Please login to be able to save your searches and receive alerts for new content matching your search criteria.
In this paper, we investigate the impact of Random Undersampling (RUS) on a supervised Machine Learning task involving highly imbalanced Big Data. We present the results of experiments in Medicare Fraud detection. To the best of our knowledge, these experiments are conducted with the largest insurance claims datasets ever used for Medicare Fraud detection. We obtain two datasets from two Big Data repositories provided by the United States government’s Centers for Medicare and Medicaid Services. The larger of the two datasets contains nearly 174 million instances, with a minority to majority class ratio of approximately 0.0039. Our contribution is to show that RUS has a detrimental effect on a Medicare Fraud detection task when performed on large scale, imbalanced data. The effect of RUS is apparent in the Area Under the Precision Recall Curve (AUPRC) scores recorded from experimental outcomes. We use four popular, open-source classifiers in our experiments to confirm the negative impact of RUS on their AUPRC scores.

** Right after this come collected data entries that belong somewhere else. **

PR #5962, opened 2024-08-07
simplify ALU vmin==vmax fold [run_process_replay]

greg-niemeyer:
x.op is always UOps.ALU, so removed that check. From #5828, it looks like this is the intent of the rule.


chenyuxyz:
thanks!

PR #5967, opened 2024-08-07
Only add vectorization struct and initialization method if used

ignaciosica:


Qazalin:
yea this will work right now because we always have both scalar and vec dtype UOps in a single kernel.
But you should consider the prefix import in both paths (without duplicates, maybe `if any` could help)

ignaciosica:
Didn't have that case in mind

Do you like this better?

``` python
typed_uops = [uop for uop in uops if uop.dtype is not None]
if any(uop.dtype.scalar() == dtypes.half for uop in typed_uops): prefix += ["#include <cuda_fp16.h>"]
if any(uop.dtype.scalar() == dtypes.bfloat16 for uop in typed_uops): prefix += ["#include <cuda_bf16.h>"]

for dtype in dedup(uop.dtype for uop in typed_uops if uop.dtype.scalar() in (dtypes.half, dtypes.bfloat16)):
  if dtype.count == 1: prefix += [_make_cuda_dtype(self, dtype)]
```

Qazalin:
> Do you like this better?
structurally looks good but do you see the few redundancies?

ignaciosica:
I do, removed redundancies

Android is the most well-known portable working framework having billions of dynamic clients worldwide that pulled in promoters, programmers, and cybercriminals to create malware for different purposes. As of late, wide-running inquiries have been led on malware examination and identification for Android gadgets while Android has likewise actualized different security controls to manage the malware issues, including a User ID (UID) for every application, framework authorizations. In this paper, we advance and assess various kinds of machine learning (ML) by applying ensemble-based learning systems for identifying Android malware related to a substring-based feature selection (SBFS) strategy for the classifiers. In the investigation, we have broadened our previous work where it has been seen that the ensemble-based learning techniques acquire preferred outcome over the recently revealed outcome by directing the DREBIN dataset, and in this manner they give a solid premise to building compelling instruments for Android malware detection.